On bad days I see a ****ing hideous loser and can't even bear to look into the mirror.


----------



## FunkyMonkey (Nov 26, 2012)

I only look in the mirror when im taking pics lol ^_^ otherwise I cant stand it XD 
When I went to the hair dressers like a month ago my eyes were wondering everywhere cus I couldnt look in the mirror for more than 5 seconds >.> lol. She must have thought I was a weirdo XD even closed my eyes for a while at some points lol


----------



## probably offline (Oct 8, 2012)

The shadow of my former self.


----------



## CoastalSprite (Sep 8, 2011)

Someone who looks like she has a perpetual headache, and could use a cup of coffee. And the day off even though she hasn't done a damn thing.
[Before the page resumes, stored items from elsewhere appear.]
PR #593, opened 2020-06-02
Create users with the same UUID in different orgs

hudsonbrendon:
We are working on a project with Venezuelan refugees in three different countries in Latin America. The aim of the project is to provide support and listen to refugees who are migrating between these countries. There is only one workspace in rapidpro connected to 3 dashboards in the U-report. The workspace is managed by the three countries, but each has an environment in the u-report to drop polls separately. The registered number must be the same in the different dashboards. Because of this rule, the data synchronization of u-reports was not occurring in the correct way, causing discrepancy in the data in the different dashboards. The system does not allow the creation of users with the same UUID in different orgs, this is making it impossible to register and manage these refugees. After checking the code, we identified the problem and this is our correction proposal.


norkans7:
the changes looks good make the tests pass and I guess the issue is the imports moved

hudsonbrendon:
@norkans7 I solved the conflicts, is there any more addition or correction in the PR to be made?

ureport/contacts/tests.py
```diff
@@ -25,6 +25,17 @@ def setUp(self):
         self.nigeria.set_config("rapidpro.female_label", "Female")
         self.nigeria.set_config("rapidpro.male_label", "Male")
 
+        self.uganda.set_config("rapidpro.reporter_group", "Ureporters")
```
norkans7, line 28: I do not think these changes here are needed

ureport/contacts/tests.py
```diff
@@ -73,6 +84,53 @@ def setUp(self):
         self.born_field = ContactField.objects.create(org=self.nigeria, key="born", label="Born", value_type="T")
         self.gender_field = ContactField.objects.create(org=self.nigeria, key="gender", label="Gender", value_type="T")
 
+        self.country = Boundary.objects.create(
```
norkans7, line 87: Same with these, I think this is not testing anything, remove them back

ureport/contacts/tests.py
```diff
@@ -89,6 +147,26 @@ def test_get_or_create(self):
         self.assertEqual(created_contact.pk, existing_contact.pk)
         self.assertEqual(existing_contact.born, 2000)
 
+    def test_create_with_same_uuid(self):
```
norkans7, line 150: On this test I think we need to test the ID are different even if the UUID are the same 
Also Add a test that shows we can not have two objects on the same org with the same UUID

ureport/contacts/tests.py
```diff
@@ -89,6 +147,26 @@ def test_get_or_create(self):
...
+        self.assertIsNone(Contact.objects.filter(org=self.nigeria, uuid="contact-uuid").first())
+        self.assertIsNone(Contact.objects.filter(org=self.uganda, uuid="contact-uuid").first())
+
+        created_contact_nigeria = Contact.get_or_create(self.nigeria, "contact-uuid")
+
+        created_contact_uganda = Contact.get_or_create(self.uganda, "contact-uuid")
+
+        self.assertEqual(created_contact_uganda.uuid, created_contact_nigeria.uuid)
+
+    def test_create_with_different_uuid(self):
```
norkans7, line 160: this is not a case to worry about really I think but. you can keep that in the same test method any way instead of a different method those are all related

hudsonbrendon:
@norkans7 Any more requests to be made?

ureport/contacts/tests.py
```diff
@@ -89,6 +99,33 @@ def test_get_or_create(self):
...
+        self.assertEqual(created_contact_uganda.uuid, created_contact_nigeria.uuid)
+
+        Contact.objects.all().delete()
+
+        created_contact_nigeria = Contact.get_or_create(self.nigeria, "contact-uuid-nigeria")
+        created_contact_uganda = Contact.get_or_create(self.uganda, "contact-uuid-uganda")
+
+        self.assertNotEqual(created_contact_nigeria.uuid, created_contact_uganda.uuid)
+
+        Contact.objects.all().delete()
```
norkans7, line 121: That is a duplicate of the test above I think these can also be removed

ureport/contacts/tests.py
```diff
@@ -25,6 +25,16 @@ def setUp(self):
...
+        self.uganda.set_config("rapidpro.registration_label", "Registration Date")
+        self.uganda.set_config("rapidpro.state_label", "State")
+        self.uganda.set_config("rapidpro.district_label", "LGA")
+        self.uganda.set_config("rapidpro.ward_label", "Ward")
+        self.uganda.set_config("rapidpro.occupation_label", "Activité")
+        self.uganda.set_config("rapidpro.born_label", "Born")
+        self.uganda.set_config("rapidpro.gender_label", "Gender")
+        self.uganda.set_config("rapidpro.female_label", "Female")
+        self.uganda.set_config("rapidpro.male_label", "Male")
+
```
norkans7, line 37: Why are these added? I think we do not need these either

hudsonbrendon:
@norkans7 Any more requests to be made?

Kidding(ish), since this is in Positive Thinking, I see someone who's been trying for some time now and had never completely lost hope


----------



## minimized (Nov 17, 2007)

I don't look in the mirror. There's nothing there worth seeing.


----------



## TryingMara (Mar 25, 2012)

Someone I barely recognize.


----------



## Bohuw (Feb 1, 2013)

I see a dreamer. However i want to stop dreaming and start living. 
I have the same issue as you, 49erJT. I always think to myself I will be happy with myself when I am like this or have that whether its something intrinsic or superficial.


----------



## sansd (Mar 22, 2006)

Someone who is not likely to look healthy and well-rested ever again.


----------



## Cashew (May 30, 2010)

Past. Still a mess.


----------



## Bohuw (Feb 1, 2013)

mightypillow said:


> I see a present me who has potential, but rarely uses it.


Ditto.


----------



## Luvere (Dec 11, 2012)

I see a boat, a teapot and a machete.


----------



## kiirby (Oct 8, 2010)

probably offline said:


> The shadow of my former self.


_"Alas, my friends.

He looked not like the ruins of his former self,

But like the ruins of those ruins."

_


----------



## flight11 (Feb 12, 2013)

49erJT said:


> I see my present self but I'm always thinking of some way to try to make myself better. It's probably not healthy because instead of accepting myself at the moment I'm saying I'll accept myself when I achieve _________.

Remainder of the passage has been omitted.